Newcomb, NY to Crown Point, NY

50.1 mi / 10.8 mph / 2484 ft. climbing
Home: Crown Point Campground

Today would complete our crossing of the Adirondack Mountains, and return us nearly to sea-level. But even when going “downhill”, we still managed to do more climbing than any day since we left Chicago, and more than our days where we actually climbed up into the Adirondacks!

Morning revealed that the incessant stake-hammering from our neighbors was part of the construction of some absurd teepee thing. They were preparing for an early-morning hike, and, while I understand that people need to be up and about, they could at least put in an effort to minimize their volume, right? Wrong, they could not.
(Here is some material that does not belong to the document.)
PR #1082, opened 2026-09-18
fix typos CI, they changed it upstream

kevinaboos:


kevinaboos:
ok jeez i'll fix the typos later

Riding down out of the Adirondacks.

So they beat us out, but it wasn’t long before we were making the long return to the highway (NY 28N) from the campground, and not much further we turned off onto Blue Ridge Road, which was just as advertised by the tourers we’d met yesterday. Shoulderless but low-traffic, a generally good surface, and, most-importantly, no invisible barriers. It gave us a massive 700-foot downhill, part of a 1000-foot total elevation drop that brought us to the north-south valley that I-87 runs through. There we found a tourist restaurant/store where we could get cold drinks to go with our packed sandwiches in the sudden heat of the lower elevations.

Adirondack Buffalo Company.
Rett observing the frisky and famous(?) Adirondack Buffalos.

We still had another 1000 feet to descend, but one more range to get over before then that took us through Moriah. And the ups-and-downs of that section were when the black flies really began feasting on Rett. We’d had some hints of them in the last couple days, but nothing to this extent. They could easily sustain 10 mph (more if “drafting”), so any time we were climbing a hill, we couldn’t outrun them. They seemed much more attracted to Rett than to me, which doubly-sucked, because she has less ability to bat them off of her as she’s riding than I do. So there were times when they would settle in and give a painful bite, resulting in Rett screeching to a halt to fend them off. But then she was left in a difficult place to start again, with the flies continuing to circle. Even once going again, their circling, hovering threats were continuously draining.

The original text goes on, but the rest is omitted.